The answer must consist of every line from the entries below that contains the word "application".

[Stored items from a collection]
____

PR #415, opened 2017-06-06
follow mro for trait default generators

minrk:
adds a regression test.

This appears to have been broken by the new default value generators, which don't resolve correctly on the mro.

From the looks of it, `_trait_default_generators` on classes should not include inherited generators, and lookups should instead walk the dicts on the mro every time.

cc @rmorshea

### DIFF
--- a/traitlets/traitlets.py
+++ b/traitlets/traitlets.py
@@ -490,7 +490,7 @@ class TraitType(BaseDescriptor):
             value = obj._trait_values[self.name]
         except KeyError:
             # Check for a dynamic initializer.
-            default = cls._trait_default_generators[self.name](obj)
+            default = cls._get_trait_default_generator(self.name)(obj)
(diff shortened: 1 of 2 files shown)


rmorshea:
@minrk, makes sense.

traitlets/traitlets.py
```diff
@@ -490,7 +490,7 @@ def get(self, obj, cls=None):
             value = obj._trait_values[self.name]
         except KeyError:
             # Check for a dynamic initializer.
-            default = cls._trait_default_generators[self.name](obj)
+            default = cls._get_trait_default_generator(self.name)(obj)
```
rmorshea: We should use `obj.trait_defaults(self.name)` here.

minrk: Got it, thanks!

PR #420, opened 2017-06-21
BUG: remove redundant call to List.validate_elements

jakevdp:
Because of the ``super()`` call and the fact that ``validate_elements()`` is called from ``Container.validate()``, this validation does not need to be done again manually.


rmorshea:
You should be able to just remove the method entirely since the `if hasattr(obj, "validate"` check in `_validate` will catch the one defined by a parent class.

jakevdp:
Ah, good catch!

PR #424, opened 2017-07-01
refact(log): consolidate some duplicate log statements

ankostis:
Use string interpolation for printing log arguments instead of another multiple log statements.

### DIFF
--- a/traitlets/config/application.py
+++ b/traitlets/config/application.py
@@ -88,8 +88,7 @@ def catch_config_error(method, app, *args, **kwargs):
         return method(app, *args, **kwargs)
     except (TraitError, ArgumentError) as e:
         app.print_help()
-        app.log.fatal("Bad config encountered during initialization:")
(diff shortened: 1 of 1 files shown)


ankostis:
Note that the log-statement about change in [`Application.config` observer](../blob/master/traitlets/config/application.py#L321) fires even if the configuration dictionary is empty.
And this always happen at least once, when the class gets constructed (configurations are *loaded* later, on `initialize()`) so debug-logs have some redundant info.

Question:  Would it make sense to avoid a debug log-line if config is empty?
(it might still be useful when debugging cases where configs come up empty, while they shouldn't)

ankostis:
Also this log-statement in [`traitlets.config.Loader#718`](../blob/master/traitlets/config/loader.py#L718) deserves to be error-level.  On a respective problem for flags, below, it raises.

Should i fix add this in this PR?

PR #429, opened 2017-07-21
[WIP] Conferral Logic For Descriptors

rmorshea:
# Summary

If a descriptor has specified that it `inherits` attributes, and there are descriptors of the given ``name`` in the lineage of the ``cls`` which have bequeathed one or more of those attributes, then they are conferred to that descriptor. If there are attributes that should be inherited, but that have not been bequeathed, an error will be raised.

```python
class Grandparent(HasTraits):
    i = Int(help="something descriptive")

class Parent(Grandparent):
    # Has the same help string as Grandparent.i
    i = Int().inherit("help")

class Child(Parent):
    # raises an error because no descriptor 'i'
    # in the lineage of the class Child specified
    # that it was bequeathing its "default_value"
    i = Int().inherit("default_value")
```

# To Do

- [ ] Testing
- [ ] Docs for TraitType methods

# Possible Changes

____

**Answer to this task:**
--- a/traitlets/config/application.py
+++ b/traitlets/config/application.py
Note that the log-statement about change in [`Application.config` observer](../blob/master/traitlets/config/application.py#L321) fires even if the configuration dictionary is empty.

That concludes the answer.